»»

PR #1111, opened 2020-07-20
SEARCH-2273: Add detailed message when ignoring nodes in SOLR without…

aborroy:
… type or with types not registered in Dictionary Service.

### DIFF
--- a/src/main/java/org/alfresco/repo/solr/SOLRTrackingComponentImpl.java
+++ b/src/main/java/org/alfresco/repo/solr/SOLRTrackingComponentImpl.java
@@ -873,11 +873,7 @@ public class SOLRTrackingComponentImpl implements SOLRTrackingComponent
                     typeQName = nodeDAO.getNodeType(nodeId);
                     if (typeQName != null)
                     {
-                        typeDefinition = dictionaryService.getType(typeQName);
-                        if (typeDefinition == null)
-                        {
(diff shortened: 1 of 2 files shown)


src/main/java/org/alfresco/repo/solr/SOLRTrackingComponentImpl.java
```diff
@@ -865,7 +865,26 @@ public void getNodesMetadata(
...
+                    String errorMessage = "NodeId " + nodeId + " with nodeRef " + nodeRef;
+
+                    typeQName = nodeDAO.getNodeType(nodeId);
+                    if (typeQName != null)
+                    {
+                        typeDefinition = dictionaryService.getType(typeQName);
+                        if (typeDefinition == null)
+                        {
+                            errorMessage += " has type " + typeQName + ", but this type is not registered in DictionaryService.";
+                        }
```
tpage-alfresco, line 880: Missing an "else" here.

aborroy: Thanks, I've simplified the code at this point.

tpage-alfresco:
This looks fine to me, but I'm a bit concerned by the amount of code added to test it.  Instead we could extract the new production code into a (non-private) method and call it directly from a unit test.  I think that unit test would be about 10 lines of code.  If you can see more value in testing this with an IT then we can leave it though.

««

TASK REQUIREMENTS:
With every line intact, output the listing above exactly.

TASK RESULT:
PR #1111, opened 2020-07-20
SEARCH-2273: Add detailed message when ignoring nodes in SOLR without…

aborroy:
… type or with types not registered in Dictionary Service.

### DIFF
--- a/src/main/java/org/alfresco/repo/solr/SOLRTrackingComponentImpl.java
+++ b/src/main/java/org/alfresco/repo/solr/SOLRTrackingComponentImpl.java
@@ -873,11 +873,7 @@ public class SOLRTrackingComponentImpl implements SOLRTrackingComponent
                     typeQName = nodeDAO.getNodeType(nodeId);
                     if (typeQName != null)
                     {
-                        typeDefinition = dictionaryService.getType(typeQName);
-                        if (typeDefinition == null)
-                        {
(diff shortened: 1 of 2 files shown)


src/main/java/org/alfresco/repo/solr/SOLRTrackingComponentImpl.java
```diff
@@ -865,7 +865,26 @@ public void getNodesMetadata(
...
+                    String errorMessage = "NodeId " + nodeId + " with nodeRef " + nodeRef;
+
+                    typeQName = nodeDAO.getNodeType(nodeId);
+                    if (typeQName != null)
+                    {
+                        typeDefinition = dictionaryService.getType(typeQName);
+                        if (typeDefinition == null)
+                        {
+                            errorMessage += " has type " + typeQName + ", but this type is not registered in DictionaryService.";
+                        }
```
tpage-alfresco, line 880: Missing an "else" here.

aborroy: Thanks, I've simplified the code at this point.

tpage-alfresco:
This looks fine to me, but I'm a bit concerned by the amount of code added to test it.  Instead we could extract the new production code into a (non-private) method and call it directly from a unit test.  I think that unit test would be about 10 lines of code.  If you can see more value in testing this with an IT then we can leave it though.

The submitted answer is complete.